PR #9818, opened 2026-05-14
Close Hugging Face scan response body

massy-o:
## Summary
- close the Hugging Face scan API response body after a successful request

## Why
HuggingFaceScan reads the response body but did not close it. Deferring Body.Close() after a successful http.Get releases the underlying connection resources on both success and error status paths.

## Testing
- gofmt -w pkg/downloader/huggingface.go
- git diff --check

### DIFF
--- a/pkg/downloader/huggingface.go
+++ b/pkg/downloader/huggingface.go
@@ -33,6 +33,7 @@ func HuggingFaceScan(uri URI) (*HuggingFaceScanResult, error) {
 	if err != nil {
 		return nil, err
 	}
+	defer results.Body.Close()
 	if results.StatusCode != 200 {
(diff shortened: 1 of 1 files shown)


pkg/downloader/huggingface.go
```diff
@@ -33,6 +33,7 @@ func HuggingFaceScan(uri URI) (*HuggingFaceScanResult, error) {
 	if err != nil {
 		return nil, err
 	}
+	defer results.Body.Close()
```
massy-o, line 36: Self-review: Deferring Body.Close immediately after a successful http.Get ensures the response is released on both the non-200 error path and the normal JSON decode path.

mudler (approved):
ouch, good catch

PR #9819, opened 2026-05-14
Validate video image URLs before download

massy-o:
## Summary
- validate remote video start/end image URLs before downloading them
- use a bounded HTTP client for video image downloads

★ ★ ★ ★ ★

ABOUT THIS TASK.
Every line in the entries above that mentions the word "both" must be shown.

PROBLEM SOLUTION.
HuggingFaceScan reads the response body but did not close it. Deferring Body.Close() after a successful http.Get releases the underlying connection resources on both success and error status paths.
massy-o, line 36: Self-review: Deferring Body.Close immediately after a successful http.Get ensures the response is released on both the non-200 error path and the normal JSON decode path.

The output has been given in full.